Scikit-Learn Models
In addition to message passing neural networks, Chemprop also enables training and predicting with scikit-learn Random Forest and Support Vector Machine models applied to Morgan fingerprints.
Scikit-Learn Train
chemprop.sklearn_train.py contains functions for training scikit-learn
models.
- chemprop.sklearn_train.impute_sklearn(model: RandomForestRegressor | RandomForestClassifier | SVR | SVC, train_data: MoleculeDataset, args: SklearnTrainArgs, logger: Logger | None = None, threshold: float = 0.5) List[float] [source]

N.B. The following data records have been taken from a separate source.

PR #87, opened 2023-09-20
fix: don't serialize UpdaterState cache_dir as it can change between app runs

bryanoltman:
## Description

Patches are sometimes failing to apply on iOS due to the reasons explained [here](https://github.com/shorebirdtech/shorebird/issues/1296#issuecomment-1728308059). In short, UpdaterState is saving its location, which is not always guaranteed to be accessible to the app, as iOS can move the app's home directory between runs.

Fixes https://github.com/shorebirdtech/shorebird/issues/1296

## Type of Change

- [ ] 🧹 Code refactor
- [ ] 📝 Documentation
- [ ] 🗑️ Chore

### DIFF
--- a/library/src/cache.rs
+++ b/library/src/cache.rs
@@ -41,7 +41,9 @@ struct Slot {
 #[derive(Debug, Deserialize, Serialize)]
 pub struct UpdaterState {
     // Per-device state:
-    /// Where this writes to disk.
+    /// Where this writes to disk. Don't serialize this field, as it can change
+    /// between runs of the app.
+    #[serde(skip)]
     cache_dir: PathBuf,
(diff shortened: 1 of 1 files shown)


eseidel (approved):
I think this test is great, but I think you should also call one of the methods which gets a path to a slot and verify it's a new path.

Similarly the download dir path?

bryanoltman:
@eseidel Updated to test the patch path. `download_dir` is not written to disk – it's derived from the `AppParameters` provided by the engine.

felangel (approved):
LGTM but @eseidel is a better reviewer

eseidel (approved):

Trains a single-task scikit-learn model, meaning a separate model is trained for each task.
This is necessary if some tasks have None (unknown) values.
- Parameters:
model – The scikit-learn model to train.
train_data – The training data.
args – A
SklearnTrainArgs
object containing arguments for training the scikit-learn model.logger – A logger to record output.
theshold – Threshold for classification tasks.
- Returns:
A list of list of target values.
- chemprop.sklearn_train.multi_task_sklearn(model: RandomForestRegressor | RandomForestClassifier | SVR | SVC, train_data: MoleculeDataset, test_data: MoleculeDataset, metrics: List[str], args: SklearnTrainArgs, logger: Logger | None = None) Dict[str, List[float]] [source]
Trains a multi-task scikit-learn model, meaning one model is trained simultaneously on all tasks.
This is only possible if none of the tasks have None (unknown) values.
- Parameters:
model – The scikit-learn model to train.
train_data – The training data.
test_data – The test data.
metrics – A list of names of metric functions.
args – A
SklearnTrainArgs
object containing arguments for training the scikit-learn model.logger – A logger to record output.
- Returns:
A dictionary mapping each metric in
metrics
to a list of values for each task.
- chemprop.sklearn_train.predict(model: RandomForestRegressor | RandomForestClassifier | SVR | SVC, model_type: str, dataset_type: str, features: List[ndarray]) List[List[float]] [source]
Predicts using a scikit-learn model.
- Parameters:
model – The trained scikit-learn model to make predictions with.
model_type – The type of model.
dataset_type – The type of dataset.
features – The data features used as input for the model.
- Returns:
A list of lists of floats containing the predicted values.
- chemprop.sklearn_train.run_sklearn(args: SklearnTrainArgs, data: MoleculeDataset, logger: Logger | None = None) Dict[str, List[float]] [source]
Loads data, trains a scikit-learn model, and returns test scores for the model checkpoint with the highest validation score.
- Parameters:
args – A
SklearnTrainArgs
object containing arguments for loading data and training the scikit-learn model.data – A
MoleculeDataset
containing the data.logger – A logger to record output.
- Returns:
A dictionary mapping each metric in
metrics
to a list of values for each task.
- chemprop.sklearn_train.single_task_sklearn(model: RandomForestRegressor | RandomForestClassifier | SVR | SVC, train_data: MoleculeDataset, test_data: MoleculeDataset, metrics: List[str], args: SklearnTrainArgs, logger: Logger | None = None) List[float] [source]
Trains a single-task scikit-learn model, meaning a separate model is trained for each task.
This is necessary if some tasks have None (unknown) values.
- Parameters:
model – The scikit-learn model to train.
train_data – The training data.
test_data – The test data.
metrics – A list of names of metric functions.
args – A
SklearnTrainArgs
object containing arguments for training the scikit-learn model.logger – A logger to record output.
- Returns:
A dictionary mapping each metric in
metrics
to a list of values for each task.
Scikit-Learn Predict
chemprop.sklearn_predict.py contains functions for training scikit-learn
models.
- chemprop.sklearn_predict.predict_sklearn(args: SklearnPredictArgs) None [source]
Loads data and a trained scikit-learn model and uses the model to make predictions on the data.
- Parameters:
args – A
SklearnPredictArgs
object containing arguments for loading data, loading a trained scikit-learn model, and making predictions with the model.